[[ DATA open ]]
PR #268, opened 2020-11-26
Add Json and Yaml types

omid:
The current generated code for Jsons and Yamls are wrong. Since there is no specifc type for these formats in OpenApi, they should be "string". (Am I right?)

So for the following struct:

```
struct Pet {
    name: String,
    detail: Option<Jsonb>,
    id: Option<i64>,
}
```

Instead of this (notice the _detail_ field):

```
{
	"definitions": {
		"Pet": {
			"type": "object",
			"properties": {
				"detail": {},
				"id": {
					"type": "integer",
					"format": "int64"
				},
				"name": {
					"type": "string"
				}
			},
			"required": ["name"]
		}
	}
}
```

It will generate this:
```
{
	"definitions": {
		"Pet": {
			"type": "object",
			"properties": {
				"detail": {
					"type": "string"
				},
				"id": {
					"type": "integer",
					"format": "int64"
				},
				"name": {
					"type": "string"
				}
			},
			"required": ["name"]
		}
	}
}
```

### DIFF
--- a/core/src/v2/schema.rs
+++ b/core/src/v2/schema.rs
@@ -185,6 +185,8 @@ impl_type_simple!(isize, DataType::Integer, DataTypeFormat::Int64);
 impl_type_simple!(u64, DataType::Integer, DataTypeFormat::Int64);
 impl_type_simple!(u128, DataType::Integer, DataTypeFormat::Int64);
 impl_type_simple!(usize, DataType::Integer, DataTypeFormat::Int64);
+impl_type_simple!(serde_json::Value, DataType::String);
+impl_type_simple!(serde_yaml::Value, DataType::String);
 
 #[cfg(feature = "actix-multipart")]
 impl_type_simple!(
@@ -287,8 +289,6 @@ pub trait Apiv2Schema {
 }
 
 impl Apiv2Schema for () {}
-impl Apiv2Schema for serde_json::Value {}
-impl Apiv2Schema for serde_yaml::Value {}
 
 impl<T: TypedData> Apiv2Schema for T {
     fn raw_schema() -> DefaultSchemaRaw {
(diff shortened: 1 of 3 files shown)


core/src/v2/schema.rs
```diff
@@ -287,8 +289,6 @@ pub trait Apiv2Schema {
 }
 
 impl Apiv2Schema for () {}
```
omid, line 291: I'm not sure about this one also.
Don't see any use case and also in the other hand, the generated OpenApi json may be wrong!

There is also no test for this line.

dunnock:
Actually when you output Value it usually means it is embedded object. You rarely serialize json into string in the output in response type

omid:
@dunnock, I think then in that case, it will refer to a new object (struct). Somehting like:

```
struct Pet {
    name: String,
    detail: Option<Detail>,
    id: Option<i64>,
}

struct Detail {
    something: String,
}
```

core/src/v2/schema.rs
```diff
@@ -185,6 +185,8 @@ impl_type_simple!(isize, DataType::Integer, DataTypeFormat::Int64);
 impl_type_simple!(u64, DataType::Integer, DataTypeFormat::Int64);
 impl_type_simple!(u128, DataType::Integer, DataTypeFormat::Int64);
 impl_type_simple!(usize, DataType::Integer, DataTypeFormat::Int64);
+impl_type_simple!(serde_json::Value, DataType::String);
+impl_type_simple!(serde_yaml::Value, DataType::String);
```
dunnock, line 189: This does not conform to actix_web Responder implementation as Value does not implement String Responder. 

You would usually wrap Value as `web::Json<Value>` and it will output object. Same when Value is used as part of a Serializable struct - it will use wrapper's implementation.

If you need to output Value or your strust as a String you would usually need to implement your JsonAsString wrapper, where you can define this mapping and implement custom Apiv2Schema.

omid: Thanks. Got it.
[[ DATA closed ]]
[[ DATA open ]]
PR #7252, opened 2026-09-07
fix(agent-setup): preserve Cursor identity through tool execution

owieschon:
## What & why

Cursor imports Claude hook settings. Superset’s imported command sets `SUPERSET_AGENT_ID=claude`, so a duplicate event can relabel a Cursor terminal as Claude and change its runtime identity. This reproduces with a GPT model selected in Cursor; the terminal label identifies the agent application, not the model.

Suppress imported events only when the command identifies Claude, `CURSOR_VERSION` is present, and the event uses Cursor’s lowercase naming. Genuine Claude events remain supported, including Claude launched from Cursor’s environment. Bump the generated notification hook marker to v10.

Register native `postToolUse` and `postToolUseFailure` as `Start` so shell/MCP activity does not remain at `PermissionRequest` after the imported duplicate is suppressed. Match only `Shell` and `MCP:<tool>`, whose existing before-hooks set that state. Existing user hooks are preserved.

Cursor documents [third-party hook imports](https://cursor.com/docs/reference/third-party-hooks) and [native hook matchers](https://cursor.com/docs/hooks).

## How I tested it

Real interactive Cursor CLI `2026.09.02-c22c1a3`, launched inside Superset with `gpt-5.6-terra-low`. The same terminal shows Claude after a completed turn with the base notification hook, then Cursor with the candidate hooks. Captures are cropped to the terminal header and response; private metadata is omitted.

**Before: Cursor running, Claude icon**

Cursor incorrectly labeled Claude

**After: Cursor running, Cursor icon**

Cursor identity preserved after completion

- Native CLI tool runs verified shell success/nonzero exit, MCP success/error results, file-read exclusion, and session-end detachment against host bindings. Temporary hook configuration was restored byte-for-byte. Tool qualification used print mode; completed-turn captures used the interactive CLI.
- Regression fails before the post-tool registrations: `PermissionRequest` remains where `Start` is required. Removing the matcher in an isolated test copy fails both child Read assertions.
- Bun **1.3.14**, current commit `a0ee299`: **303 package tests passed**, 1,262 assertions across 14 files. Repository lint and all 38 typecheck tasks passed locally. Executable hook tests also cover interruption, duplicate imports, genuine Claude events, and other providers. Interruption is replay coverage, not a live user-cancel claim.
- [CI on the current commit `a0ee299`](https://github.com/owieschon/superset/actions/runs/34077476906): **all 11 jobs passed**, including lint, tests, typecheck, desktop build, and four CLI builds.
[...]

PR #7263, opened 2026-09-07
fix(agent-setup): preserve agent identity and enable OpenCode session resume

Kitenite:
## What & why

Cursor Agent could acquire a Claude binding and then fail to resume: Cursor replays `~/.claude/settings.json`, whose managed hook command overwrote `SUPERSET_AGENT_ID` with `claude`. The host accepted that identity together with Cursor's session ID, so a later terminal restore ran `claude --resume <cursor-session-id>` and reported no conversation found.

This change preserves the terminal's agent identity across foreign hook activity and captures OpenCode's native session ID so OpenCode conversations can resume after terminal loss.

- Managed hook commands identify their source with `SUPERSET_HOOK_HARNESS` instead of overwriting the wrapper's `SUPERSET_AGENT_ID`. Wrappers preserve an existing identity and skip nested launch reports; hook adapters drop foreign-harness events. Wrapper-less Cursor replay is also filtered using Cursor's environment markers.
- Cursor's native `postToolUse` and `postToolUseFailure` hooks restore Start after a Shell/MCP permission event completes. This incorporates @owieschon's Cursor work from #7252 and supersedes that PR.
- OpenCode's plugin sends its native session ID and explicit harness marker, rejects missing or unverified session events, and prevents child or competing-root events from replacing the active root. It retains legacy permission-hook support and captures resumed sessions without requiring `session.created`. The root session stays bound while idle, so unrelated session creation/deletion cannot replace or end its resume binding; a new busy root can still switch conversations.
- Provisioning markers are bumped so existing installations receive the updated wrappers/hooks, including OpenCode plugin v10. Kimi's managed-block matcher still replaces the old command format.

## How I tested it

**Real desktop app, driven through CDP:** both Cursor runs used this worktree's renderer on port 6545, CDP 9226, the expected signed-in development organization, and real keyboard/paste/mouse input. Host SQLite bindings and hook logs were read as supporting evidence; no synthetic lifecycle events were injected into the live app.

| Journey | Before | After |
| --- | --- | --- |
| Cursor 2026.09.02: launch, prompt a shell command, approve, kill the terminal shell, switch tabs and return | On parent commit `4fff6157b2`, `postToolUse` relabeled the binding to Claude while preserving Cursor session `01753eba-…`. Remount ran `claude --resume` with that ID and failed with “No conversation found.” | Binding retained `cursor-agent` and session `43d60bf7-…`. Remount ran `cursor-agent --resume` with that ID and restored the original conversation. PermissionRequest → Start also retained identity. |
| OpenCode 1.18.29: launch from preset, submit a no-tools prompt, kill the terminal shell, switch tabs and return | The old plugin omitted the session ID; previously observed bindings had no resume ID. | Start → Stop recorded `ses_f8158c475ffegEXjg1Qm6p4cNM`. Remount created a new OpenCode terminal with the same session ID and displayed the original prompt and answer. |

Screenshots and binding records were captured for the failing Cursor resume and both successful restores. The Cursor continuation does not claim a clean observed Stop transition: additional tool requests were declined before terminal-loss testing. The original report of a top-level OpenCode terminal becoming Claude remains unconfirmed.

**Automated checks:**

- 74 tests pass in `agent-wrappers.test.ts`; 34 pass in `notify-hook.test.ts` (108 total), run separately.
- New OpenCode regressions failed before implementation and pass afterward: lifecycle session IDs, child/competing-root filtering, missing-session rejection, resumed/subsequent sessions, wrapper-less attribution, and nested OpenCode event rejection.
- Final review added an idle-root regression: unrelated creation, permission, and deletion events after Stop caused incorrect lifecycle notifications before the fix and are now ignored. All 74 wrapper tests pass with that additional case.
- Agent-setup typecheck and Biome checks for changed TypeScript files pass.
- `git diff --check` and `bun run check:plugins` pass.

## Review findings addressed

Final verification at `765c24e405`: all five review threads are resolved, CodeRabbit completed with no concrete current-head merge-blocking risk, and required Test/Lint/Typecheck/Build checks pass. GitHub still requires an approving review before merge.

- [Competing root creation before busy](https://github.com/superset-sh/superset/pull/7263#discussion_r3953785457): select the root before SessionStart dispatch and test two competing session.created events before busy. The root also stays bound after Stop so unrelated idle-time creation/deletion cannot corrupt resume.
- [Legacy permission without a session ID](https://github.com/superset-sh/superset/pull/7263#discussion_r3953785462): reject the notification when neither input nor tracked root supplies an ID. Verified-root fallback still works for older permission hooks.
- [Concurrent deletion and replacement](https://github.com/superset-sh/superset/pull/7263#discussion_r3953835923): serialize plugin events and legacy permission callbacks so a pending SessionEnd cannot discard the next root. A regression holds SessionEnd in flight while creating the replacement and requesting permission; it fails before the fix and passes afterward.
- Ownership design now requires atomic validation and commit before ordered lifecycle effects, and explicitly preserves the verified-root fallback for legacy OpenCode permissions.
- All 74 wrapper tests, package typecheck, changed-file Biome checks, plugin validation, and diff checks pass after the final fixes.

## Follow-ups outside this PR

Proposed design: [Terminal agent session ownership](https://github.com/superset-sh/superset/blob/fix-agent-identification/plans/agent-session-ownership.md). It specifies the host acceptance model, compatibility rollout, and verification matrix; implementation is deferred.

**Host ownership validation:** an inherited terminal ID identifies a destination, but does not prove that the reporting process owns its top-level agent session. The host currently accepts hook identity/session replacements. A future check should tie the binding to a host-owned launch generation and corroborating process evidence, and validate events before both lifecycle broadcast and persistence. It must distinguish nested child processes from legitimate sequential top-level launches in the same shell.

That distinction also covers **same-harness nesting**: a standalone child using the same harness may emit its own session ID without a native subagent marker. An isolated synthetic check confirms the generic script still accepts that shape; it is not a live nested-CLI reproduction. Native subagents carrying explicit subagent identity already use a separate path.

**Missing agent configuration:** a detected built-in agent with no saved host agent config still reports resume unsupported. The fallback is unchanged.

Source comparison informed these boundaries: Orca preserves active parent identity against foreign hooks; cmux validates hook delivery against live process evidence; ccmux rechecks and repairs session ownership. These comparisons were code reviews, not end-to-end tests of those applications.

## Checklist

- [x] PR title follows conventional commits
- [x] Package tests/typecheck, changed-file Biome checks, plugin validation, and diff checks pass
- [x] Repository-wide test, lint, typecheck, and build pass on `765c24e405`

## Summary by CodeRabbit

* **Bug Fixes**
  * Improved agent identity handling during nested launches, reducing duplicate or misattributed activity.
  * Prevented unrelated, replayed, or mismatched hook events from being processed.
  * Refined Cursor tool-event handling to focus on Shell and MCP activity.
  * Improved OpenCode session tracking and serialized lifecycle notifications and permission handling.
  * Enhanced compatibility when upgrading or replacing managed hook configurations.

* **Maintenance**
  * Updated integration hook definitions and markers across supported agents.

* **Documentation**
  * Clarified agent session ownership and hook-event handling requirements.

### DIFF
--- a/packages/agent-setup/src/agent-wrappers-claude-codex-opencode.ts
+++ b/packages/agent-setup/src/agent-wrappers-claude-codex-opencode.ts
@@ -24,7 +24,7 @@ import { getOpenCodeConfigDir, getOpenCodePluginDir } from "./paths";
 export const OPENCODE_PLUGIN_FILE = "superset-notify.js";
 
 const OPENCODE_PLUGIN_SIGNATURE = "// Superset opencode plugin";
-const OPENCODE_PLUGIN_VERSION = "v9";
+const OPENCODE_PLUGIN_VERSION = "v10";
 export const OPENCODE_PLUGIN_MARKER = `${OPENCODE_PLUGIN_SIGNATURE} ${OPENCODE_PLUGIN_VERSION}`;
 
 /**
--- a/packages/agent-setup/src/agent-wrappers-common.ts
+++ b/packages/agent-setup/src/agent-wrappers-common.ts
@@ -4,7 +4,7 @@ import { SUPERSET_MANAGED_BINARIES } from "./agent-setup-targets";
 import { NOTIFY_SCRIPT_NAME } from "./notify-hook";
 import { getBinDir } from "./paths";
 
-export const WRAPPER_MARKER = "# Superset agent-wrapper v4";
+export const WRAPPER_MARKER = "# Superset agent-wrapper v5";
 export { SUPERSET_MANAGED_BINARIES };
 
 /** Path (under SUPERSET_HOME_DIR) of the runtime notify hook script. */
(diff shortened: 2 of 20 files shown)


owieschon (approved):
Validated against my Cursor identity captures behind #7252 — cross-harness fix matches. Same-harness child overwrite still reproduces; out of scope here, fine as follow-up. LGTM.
[[ DATA closed ]]
• [WORK TO COMPLETE]
Make a copy of each line in the records that has the word "icon".

• [OUTPUT OF THE TASK]
**Before: Cursor running, Claude icon**
**After: Cursor running, Cursor icon**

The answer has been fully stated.